**MATERIAL FOR THE TASK**:
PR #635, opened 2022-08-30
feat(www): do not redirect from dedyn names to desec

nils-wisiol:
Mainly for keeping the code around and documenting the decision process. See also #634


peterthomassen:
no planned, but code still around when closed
---
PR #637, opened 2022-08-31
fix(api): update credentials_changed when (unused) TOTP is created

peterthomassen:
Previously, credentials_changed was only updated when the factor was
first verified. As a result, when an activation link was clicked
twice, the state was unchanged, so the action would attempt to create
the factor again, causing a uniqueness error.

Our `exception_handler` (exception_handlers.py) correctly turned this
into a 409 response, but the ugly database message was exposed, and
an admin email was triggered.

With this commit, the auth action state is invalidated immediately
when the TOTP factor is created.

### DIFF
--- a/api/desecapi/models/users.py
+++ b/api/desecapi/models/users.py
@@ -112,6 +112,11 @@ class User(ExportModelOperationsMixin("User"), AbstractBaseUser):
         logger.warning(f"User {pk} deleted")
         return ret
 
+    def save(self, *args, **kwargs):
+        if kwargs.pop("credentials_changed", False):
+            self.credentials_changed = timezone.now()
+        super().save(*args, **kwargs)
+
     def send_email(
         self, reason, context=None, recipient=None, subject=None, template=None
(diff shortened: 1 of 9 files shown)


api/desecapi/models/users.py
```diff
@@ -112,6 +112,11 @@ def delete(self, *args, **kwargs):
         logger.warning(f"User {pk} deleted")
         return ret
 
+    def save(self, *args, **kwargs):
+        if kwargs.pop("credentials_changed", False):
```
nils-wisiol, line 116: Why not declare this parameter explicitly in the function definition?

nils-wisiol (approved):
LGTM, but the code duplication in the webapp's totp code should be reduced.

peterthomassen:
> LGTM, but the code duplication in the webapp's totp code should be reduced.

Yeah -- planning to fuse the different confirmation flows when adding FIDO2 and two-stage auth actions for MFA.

**YOUR ASSIGNMENT**:
In the listing above, start at the line with "when the TOTP factor is created.", go on through the line with "Yeah -- planning", and copy each of those lines exactly; leave out all the rest.

**ANSWER TO THIS PROBLEM**:
when the TOTP factor is created.

### DIFF
--- a/api/desecapi/models/users.py
+++ b/api/desecapi/models/users.py
@@ -112,6 +112,11 @@ class User(ExportModelOperationsMixin("User"), AbstractBaseUser):
         logger.warning(f"User {pk} deleted")
         return ret
 
+    def save(self, *args, **kwargs):
+        if kwargs.pop("credentials_changed", False):
+            self.credentials_changed = timezone.now()
+        super().save(*args, **kwargs)
+
     def send_email(
         self, reason, context=None, recipient=None, subject=None, template=None
(diff shortened: 1 of 9 files shown)


api/desecapi/models/users.py
```diff
@@ -112,6 +112,11 @@ def delete(self, *args, **kwargs):
         logger.warning(f"User {pk} deleted")
         return ret
 
+    def save(self, *args, **kwargs):
+        if kwargs.pop("credentials_changed", False):
```
nils-wisiol, line 116: Why not declare this parameter explicitly in the function definition?

nils-wisiol (approved):
LGTM, but the code duplication in the webapp's totp code should be reduced.

peterthomassen:
> LGTM, but the code duplication in the webapp's totp code should be reduced.

Yeah -- planning to fuse the different confirmation flows when adding FIDO2 and two-stage auth actions for MFA.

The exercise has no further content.